• [TRY IT]:
Among the lines below, some may contain the string "CDCP". Say how many do, and give nothing besides the number.

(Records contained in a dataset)

=-=-=

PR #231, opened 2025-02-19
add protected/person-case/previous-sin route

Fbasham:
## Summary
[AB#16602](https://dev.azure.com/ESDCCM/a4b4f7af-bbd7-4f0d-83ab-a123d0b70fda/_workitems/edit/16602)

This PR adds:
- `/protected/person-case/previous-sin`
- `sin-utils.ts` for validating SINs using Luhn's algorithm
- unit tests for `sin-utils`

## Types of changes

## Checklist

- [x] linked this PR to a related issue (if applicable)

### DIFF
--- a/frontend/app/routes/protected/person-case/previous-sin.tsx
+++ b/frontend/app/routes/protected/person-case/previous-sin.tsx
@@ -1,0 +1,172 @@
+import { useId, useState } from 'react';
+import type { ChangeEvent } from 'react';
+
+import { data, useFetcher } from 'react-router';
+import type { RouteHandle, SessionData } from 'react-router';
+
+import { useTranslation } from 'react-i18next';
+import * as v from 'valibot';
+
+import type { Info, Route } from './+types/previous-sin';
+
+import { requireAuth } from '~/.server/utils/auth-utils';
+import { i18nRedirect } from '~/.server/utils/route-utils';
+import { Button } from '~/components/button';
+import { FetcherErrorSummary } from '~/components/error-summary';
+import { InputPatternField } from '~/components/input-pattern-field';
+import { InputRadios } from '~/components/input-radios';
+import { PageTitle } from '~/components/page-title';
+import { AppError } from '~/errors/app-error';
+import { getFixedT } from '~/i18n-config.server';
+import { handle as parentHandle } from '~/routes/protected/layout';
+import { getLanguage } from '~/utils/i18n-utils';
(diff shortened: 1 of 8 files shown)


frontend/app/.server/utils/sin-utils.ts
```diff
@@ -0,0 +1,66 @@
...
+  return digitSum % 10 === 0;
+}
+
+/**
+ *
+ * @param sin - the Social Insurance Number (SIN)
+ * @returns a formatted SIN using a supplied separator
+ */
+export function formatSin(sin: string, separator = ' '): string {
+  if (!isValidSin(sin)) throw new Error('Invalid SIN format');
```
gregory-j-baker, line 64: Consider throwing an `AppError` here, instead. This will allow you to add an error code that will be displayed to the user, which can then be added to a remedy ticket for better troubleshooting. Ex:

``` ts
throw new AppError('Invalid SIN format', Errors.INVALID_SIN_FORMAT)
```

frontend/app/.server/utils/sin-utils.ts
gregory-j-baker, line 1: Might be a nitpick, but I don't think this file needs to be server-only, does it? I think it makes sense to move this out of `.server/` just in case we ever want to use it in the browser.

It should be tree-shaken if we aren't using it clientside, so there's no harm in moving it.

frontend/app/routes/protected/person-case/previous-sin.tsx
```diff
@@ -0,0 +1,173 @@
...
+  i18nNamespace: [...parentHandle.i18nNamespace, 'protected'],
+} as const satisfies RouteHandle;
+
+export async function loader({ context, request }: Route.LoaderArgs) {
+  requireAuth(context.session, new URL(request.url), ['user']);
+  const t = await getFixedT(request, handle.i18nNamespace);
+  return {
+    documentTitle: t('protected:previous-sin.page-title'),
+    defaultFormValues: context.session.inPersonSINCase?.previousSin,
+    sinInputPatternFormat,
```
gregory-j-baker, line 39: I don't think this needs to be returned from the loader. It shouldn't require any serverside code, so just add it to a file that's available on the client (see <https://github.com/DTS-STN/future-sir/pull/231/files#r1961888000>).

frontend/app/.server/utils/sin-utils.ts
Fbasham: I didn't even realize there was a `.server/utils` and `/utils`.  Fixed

=-=-=

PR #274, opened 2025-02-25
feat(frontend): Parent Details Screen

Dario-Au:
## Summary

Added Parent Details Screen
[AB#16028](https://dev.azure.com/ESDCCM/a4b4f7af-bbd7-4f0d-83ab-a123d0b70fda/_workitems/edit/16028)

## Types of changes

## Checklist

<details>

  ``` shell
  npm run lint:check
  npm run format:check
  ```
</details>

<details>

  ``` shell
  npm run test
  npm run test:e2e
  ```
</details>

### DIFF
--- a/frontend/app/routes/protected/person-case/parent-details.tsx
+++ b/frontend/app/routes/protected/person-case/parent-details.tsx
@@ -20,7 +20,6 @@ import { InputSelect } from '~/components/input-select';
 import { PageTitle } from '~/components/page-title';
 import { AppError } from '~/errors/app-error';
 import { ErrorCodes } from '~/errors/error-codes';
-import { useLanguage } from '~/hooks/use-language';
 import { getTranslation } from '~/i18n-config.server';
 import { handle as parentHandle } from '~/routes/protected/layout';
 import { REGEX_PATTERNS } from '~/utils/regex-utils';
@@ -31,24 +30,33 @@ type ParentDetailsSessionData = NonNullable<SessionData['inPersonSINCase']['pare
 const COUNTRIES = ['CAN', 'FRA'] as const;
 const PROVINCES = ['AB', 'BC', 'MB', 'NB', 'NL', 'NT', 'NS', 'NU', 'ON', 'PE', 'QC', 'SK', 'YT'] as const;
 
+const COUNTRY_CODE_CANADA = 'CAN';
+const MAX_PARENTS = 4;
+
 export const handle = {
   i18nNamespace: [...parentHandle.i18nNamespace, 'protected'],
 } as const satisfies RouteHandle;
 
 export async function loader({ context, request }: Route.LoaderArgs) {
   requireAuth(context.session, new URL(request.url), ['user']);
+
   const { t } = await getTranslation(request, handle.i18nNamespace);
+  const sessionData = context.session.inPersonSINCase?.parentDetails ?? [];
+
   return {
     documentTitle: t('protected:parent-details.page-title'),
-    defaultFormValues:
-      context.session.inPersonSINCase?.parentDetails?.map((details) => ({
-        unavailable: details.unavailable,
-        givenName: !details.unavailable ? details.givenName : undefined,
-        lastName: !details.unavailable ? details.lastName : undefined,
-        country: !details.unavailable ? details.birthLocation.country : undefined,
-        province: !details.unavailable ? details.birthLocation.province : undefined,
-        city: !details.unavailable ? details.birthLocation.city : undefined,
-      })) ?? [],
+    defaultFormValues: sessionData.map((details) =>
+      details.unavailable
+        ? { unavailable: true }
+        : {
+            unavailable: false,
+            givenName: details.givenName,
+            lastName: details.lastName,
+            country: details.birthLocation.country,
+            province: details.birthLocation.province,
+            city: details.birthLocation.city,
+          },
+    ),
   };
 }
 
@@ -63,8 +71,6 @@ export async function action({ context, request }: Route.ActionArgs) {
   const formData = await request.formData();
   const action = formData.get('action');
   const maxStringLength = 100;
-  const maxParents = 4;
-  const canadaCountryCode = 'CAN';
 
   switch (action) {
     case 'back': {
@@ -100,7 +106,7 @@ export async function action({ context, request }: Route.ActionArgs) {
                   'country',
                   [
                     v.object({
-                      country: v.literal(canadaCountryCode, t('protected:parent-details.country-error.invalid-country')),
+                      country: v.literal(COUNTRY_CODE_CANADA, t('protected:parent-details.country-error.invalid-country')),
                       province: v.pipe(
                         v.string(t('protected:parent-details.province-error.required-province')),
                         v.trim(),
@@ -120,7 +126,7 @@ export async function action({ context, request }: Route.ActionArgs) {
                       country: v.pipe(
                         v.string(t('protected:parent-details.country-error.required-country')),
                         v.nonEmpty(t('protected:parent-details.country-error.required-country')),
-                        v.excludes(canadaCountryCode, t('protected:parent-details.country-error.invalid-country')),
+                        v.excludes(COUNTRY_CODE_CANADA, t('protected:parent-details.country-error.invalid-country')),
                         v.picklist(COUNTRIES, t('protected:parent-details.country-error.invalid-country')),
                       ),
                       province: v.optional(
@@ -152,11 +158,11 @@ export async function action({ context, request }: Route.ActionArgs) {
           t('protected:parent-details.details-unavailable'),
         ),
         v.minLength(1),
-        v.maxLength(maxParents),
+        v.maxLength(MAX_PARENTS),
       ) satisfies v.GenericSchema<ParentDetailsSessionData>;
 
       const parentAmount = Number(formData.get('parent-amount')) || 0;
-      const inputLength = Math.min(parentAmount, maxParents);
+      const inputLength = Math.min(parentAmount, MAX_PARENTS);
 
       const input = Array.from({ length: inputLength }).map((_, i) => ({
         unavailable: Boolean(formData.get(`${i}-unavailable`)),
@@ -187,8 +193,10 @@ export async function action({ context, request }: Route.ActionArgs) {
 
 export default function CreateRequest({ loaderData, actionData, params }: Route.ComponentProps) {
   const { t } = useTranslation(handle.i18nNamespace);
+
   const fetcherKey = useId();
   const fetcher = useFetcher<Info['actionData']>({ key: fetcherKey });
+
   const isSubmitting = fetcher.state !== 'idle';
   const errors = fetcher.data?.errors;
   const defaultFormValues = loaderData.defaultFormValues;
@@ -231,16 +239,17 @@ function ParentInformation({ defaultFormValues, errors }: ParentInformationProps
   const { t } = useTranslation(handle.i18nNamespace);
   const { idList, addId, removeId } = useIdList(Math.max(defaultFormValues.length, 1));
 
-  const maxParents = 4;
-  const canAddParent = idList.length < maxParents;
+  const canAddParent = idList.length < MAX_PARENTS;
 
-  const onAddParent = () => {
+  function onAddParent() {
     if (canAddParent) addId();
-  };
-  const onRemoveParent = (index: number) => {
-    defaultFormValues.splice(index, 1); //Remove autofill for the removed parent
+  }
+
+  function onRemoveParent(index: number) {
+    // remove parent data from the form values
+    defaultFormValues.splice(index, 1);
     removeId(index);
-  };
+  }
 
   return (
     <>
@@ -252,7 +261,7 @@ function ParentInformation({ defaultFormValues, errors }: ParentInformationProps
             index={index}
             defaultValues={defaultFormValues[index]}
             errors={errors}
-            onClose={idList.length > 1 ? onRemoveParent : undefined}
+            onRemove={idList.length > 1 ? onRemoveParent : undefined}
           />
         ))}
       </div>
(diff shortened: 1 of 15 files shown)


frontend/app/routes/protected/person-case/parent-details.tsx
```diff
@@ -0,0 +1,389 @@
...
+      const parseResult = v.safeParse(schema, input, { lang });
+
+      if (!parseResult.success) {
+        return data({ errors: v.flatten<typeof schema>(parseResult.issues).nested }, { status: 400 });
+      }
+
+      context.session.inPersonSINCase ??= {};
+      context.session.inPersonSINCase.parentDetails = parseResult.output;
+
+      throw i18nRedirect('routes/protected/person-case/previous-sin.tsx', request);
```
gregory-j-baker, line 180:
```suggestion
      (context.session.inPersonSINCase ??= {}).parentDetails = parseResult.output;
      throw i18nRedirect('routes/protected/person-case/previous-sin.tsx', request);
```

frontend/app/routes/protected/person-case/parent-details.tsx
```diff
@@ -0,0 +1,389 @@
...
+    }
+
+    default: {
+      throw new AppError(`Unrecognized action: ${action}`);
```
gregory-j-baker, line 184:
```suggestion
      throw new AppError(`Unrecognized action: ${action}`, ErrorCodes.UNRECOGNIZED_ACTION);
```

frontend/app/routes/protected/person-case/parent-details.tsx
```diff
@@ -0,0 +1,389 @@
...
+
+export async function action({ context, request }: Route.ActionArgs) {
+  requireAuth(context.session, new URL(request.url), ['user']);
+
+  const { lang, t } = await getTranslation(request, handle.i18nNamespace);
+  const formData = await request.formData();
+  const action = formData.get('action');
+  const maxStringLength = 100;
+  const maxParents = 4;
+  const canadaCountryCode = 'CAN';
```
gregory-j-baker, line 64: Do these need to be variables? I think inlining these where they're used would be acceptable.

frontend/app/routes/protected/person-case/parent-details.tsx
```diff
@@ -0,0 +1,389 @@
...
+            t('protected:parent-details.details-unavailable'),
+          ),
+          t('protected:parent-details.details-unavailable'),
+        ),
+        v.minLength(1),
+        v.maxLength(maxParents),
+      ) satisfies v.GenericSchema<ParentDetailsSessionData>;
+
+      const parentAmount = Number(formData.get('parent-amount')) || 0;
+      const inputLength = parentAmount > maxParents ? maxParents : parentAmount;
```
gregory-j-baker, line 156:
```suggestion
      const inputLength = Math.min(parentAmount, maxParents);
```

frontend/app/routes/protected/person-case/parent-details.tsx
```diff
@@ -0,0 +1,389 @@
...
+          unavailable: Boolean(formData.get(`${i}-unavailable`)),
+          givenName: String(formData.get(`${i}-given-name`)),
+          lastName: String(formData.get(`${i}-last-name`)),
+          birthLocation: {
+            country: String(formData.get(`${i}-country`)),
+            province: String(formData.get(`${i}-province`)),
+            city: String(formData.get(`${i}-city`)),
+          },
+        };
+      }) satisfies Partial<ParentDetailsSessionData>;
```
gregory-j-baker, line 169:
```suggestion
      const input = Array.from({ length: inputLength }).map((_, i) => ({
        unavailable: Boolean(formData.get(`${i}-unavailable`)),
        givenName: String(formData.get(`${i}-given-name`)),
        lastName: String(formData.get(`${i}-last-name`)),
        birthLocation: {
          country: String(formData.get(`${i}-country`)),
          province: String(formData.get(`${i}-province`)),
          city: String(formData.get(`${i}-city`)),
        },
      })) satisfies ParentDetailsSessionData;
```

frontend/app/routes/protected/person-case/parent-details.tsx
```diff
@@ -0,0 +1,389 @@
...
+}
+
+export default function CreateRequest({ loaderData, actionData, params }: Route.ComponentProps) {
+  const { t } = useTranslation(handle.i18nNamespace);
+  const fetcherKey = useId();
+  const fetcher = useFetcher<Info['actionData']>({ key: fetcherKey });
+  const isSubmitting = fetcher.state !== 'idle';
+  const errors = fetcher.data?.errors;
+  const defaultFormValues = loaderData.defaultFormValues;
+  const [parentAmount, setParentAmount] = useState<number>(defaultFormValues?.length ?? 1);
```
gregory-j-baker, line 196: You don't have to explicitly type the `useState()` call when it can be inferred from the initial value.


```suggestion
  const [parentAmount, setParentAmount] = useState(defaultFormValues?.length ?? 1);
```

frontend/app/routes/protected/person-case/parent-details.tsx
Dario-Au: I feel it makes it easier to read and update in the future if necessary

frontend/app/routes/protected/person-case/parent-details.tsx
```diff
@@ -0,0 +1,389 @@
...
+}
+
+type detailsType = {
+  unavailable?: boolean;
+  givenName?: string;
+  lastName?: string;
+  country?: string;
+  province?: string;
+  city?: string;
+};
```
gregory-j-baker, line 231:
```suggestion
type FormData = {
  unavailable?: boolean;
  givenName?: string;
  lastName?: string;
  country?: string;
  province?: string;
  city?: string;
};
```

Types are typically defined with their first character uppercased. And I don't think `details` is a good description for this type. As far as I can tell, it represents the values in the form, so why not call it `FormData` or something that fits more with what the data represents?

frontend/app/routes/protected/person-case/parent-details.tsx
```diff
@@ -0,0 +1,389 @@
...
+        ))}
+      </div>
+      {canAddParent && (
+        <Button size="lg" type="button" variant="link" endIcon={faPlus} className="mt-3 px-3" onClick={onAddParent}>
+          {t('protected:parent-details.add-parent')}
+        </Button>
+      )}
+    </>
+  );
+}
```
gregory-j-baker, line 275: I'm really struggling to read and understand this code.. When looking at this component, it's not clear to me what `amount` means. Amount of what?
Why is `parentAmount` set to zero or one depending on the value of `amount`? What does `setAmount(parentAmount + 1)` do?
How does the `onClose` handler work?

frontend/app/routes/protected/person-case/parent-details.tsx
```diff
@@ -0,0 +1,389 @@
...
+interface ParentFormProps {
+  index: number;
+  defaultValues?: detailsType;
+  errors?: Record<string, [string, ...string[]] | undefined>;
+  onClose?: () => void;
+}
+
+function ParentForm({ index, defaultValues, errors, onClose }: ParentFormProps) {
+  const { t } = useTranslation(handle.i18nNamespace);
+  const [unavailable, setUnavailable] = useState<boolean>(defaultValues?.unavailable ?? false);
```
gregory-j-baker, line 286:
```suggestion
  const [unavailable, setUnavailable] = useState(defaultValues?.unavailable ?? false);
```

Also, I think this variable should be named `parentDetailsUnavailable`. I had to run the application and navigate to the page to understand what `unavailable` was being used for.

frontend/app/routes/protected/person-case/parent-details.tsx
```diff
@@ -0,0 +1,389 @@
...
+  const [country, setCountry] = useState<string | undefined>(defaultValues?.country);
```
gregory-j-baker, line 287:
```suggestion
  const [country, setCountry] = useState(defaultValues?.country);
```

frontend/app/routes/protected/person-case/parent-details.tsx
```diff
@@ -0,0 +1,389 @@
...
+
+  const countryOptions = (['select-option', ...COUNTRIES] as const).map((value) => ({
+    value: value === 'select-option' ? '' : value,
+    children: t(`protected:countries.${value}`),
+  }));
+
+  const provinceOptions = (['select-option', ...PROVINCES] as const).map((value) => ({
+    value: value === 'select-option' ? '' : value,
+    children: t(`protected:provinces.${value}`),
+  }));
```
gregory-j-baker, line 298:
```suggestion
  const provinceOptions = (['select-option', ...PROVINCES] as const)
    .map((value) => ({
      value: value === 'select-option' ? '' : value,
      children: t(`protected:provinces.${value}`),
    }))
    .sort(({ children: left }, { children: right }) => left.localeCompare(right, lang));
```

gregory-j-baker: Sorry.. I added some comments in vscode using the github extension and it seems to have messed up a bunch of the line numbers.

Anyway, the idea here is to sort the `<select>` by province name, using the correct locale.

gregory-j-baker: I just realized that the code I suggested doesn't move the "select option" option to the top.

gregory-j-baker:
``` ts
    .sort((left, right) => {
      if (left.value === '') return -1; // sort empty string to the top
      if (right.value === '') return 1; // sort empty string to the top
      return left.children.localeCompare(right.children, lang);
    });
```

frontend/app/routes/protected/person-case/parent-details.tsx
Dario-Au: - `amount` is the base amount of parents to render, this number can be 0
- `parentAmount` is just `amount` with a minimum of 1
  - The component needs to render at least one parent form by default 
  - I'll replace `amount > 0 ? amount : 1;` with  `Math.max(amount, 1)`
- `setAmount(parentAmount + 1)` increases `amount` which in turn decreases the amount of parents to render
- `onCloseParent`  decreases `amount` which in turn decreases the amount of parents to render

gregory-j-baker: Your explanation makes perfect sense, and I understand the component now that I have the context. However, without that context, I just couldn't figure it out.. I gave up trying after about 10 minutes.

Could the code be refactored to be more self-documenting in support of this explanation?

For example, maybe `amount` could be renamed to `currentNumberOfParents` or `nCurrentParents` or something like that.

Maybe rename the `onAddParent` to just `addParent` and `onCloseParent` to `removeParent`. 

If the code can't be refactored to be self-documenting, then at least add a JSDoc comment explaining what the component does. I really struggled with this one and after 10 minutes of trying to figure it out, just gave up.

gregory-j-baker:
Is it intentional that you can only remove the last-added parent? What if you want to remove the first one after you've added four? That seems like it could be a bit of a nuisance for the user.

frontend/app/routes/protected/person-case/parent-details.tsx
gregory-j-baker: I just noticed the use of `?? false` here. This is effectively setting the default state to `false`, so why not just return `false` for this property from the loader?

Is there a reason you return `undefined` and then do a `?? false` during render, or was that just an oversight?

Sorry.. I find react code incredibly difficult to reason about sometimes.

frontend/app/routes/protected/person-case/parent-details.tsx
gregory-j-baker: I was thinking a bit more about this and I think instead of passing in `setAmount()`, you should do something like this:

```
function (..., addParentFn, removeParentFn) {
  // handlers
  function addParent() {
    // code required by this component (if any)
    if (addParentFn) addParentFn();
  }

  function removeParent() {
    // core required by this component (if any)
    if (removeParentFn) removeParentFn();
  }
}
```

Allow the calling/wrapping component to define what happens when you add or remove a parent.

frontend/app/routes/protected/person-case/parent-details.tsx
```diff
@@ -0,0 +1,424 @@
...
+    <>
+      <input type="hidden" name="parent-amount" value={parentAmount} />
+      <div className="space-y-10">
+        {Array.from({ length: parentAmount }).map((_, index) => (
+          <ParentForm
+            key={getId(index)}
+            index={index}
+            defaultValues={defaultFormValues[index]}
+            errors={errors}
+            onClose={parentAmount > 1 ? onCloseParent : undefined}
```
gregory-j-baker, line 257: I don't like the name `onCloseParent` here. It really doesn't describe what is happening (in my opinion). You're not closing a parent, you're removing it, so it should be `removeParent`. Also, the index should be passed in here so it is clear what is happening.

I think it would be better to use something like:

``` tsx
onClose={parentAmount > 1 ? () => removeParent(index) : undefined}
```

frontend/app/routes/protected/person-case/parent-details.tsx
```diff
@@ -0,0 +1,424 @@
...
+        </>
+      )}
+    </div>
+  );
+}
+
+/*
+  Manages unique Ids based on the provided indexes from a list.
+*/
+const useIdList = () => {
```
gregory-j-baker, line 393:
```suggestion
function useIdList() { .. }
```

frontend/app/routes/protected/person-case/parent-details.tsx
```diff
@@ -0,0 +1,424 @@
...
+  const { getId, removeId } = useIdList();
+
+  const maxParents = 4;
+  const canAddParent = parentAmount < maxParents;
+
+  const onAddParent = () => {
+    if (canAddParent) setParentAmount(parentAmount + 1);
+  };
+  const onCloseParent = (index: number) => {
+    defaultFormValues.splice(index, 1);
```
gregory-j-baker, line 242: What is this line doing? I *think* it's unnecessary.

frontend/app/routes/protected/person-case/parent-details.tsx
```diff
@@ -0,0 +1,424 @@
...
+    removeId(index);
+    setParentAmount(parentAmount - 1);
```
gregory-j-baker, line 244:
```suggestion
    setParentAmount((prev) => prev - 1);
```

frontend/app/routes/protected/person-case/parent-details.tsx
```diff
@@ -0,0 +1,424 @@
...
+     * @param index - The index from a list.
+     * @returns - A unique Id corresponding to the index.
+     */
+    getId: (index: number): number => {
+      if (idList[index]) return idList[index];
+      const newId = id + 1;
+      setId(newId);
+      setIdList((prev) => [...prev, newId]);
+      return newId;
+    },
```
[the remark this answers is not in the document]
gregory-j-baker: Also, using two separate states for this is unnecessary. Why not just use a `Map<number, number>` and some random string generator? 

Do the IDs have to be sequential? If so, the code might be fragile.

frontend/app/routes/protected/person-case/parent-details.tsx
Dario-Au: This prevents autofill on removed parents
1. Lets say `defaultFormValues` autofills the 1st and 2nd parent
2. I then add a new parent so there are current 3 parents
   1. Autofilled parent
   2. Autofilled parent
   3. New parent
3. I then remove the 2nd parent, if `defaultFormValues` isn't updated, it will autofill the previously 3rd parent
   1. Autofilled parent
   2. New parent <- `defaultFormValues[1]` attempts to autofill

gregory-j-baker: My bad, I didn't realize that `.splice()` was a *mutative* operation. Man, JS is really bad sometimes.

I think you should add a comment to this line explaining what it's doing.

=-=-=

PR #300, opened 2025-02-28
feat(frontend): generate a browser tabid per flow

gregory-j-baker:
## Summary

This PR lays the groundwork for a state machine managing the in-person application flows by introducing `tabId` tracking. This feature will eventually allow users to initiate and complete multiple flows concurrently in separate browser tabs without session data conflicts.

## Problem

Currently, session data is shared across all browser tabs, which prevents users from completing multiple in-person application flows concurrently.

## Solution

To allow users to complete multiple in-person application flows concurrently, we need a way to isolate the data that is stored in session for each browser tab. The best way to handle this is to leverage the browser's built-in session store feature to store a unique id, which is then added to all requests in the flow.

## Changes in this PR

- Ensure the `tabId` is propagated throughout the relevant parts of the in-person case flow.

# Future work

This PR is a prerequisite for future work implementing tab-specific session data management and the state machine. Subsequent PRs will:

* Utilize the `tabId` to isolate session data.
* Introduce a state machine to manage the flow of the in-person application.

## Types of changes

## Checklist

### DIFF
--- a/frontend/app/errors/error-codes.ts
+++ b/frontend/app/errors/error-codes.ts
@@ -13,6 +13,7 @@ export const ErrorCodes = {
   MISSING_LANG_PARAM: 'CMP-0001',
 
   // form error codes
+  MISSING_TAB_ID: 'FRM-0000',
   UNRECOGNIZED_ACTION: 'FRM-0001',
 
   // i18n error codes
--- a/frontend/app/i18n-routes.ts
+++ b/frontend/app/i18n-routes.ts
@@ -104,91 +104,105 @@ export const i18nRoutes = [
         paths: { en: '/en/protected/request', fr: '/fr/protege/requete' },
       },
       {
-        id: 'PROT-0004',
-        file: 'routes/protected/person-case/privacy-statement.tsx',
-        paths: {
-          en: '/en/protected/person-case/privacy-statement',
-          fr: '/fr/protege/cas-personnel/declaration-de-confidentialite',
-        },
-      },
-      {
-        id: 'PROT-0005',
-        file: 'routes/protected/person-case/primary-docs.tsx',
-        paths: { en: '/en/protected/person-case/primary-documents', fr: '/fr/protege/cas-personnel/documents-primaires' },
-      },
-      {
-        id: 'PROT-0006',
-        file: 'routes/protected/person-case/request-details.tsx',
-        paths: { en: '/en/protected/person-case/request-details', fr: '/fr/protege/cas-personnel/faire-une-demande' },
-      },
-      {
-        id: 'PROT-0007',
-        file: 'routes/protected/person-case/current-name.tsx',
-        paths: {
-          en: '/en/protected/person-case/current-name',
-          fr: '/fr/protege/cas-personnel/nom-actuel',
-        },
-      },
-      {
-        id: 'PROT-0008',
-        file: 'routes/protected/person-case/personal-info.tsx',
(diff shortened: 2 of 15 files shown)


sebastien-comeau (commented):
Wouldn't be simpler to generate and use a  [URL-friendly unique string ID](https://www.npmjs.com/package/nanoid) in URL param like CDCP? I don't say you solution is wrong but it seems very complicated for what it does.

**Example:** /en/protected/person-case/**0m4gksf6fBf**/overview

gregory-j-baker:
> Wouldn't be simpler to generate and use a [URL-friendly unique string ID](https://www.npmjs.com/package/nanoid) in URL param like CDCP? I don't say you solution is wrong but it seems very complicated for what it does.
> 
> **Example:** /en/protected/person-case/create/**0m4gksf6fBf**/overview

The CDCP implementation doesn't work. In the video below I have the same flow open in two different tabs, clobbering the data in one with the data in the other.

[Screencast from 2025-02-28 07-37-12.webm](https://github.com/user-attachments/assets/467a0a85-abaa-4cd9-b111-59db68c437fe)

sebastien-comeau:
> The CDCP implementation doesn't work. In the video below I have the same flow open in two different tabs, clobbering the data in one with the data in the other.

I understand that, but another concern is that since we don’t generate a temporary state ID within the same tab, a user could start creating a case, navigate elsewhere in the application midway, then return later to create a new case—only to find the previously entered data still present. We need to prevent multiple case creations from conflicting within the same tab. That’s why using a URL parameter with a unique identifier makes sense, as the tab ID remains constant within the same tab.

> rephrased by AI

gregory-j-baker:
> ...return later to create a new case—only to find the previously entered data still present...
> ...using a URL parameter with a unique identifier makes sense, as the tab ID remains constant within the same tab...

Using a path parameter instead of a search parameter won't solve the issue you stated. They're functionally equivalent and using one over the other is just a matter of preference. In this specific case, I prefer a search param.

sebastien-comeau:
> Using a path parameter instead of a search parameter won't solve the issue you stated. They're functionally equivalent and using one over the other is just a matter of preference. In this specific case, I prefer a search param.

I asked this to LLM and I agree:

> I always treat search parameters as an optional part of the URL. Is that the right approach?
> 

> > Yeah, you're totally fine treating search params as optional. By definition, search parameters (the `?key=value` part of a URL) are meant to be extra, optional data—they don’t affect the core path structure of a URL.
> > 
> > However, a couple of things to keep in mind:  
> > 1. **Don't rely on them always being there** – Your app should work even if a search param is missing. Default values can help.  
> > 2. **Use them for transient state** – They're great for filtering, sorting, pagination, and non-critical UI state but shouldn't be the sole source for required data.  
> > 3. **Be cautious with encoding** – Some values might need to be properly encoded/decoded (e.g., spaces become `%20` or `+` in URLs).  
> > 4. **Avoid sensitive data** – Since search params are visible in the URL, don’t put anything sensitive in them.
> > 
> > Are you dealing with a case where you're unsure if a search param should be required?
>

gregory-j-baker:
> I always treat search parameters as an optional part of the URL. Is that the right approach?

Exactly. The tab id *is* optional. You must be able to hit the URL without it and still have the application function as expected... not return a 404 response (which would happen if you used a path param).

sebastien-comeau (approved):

=-=-=

• [EXERCISE RESPONSE]:
4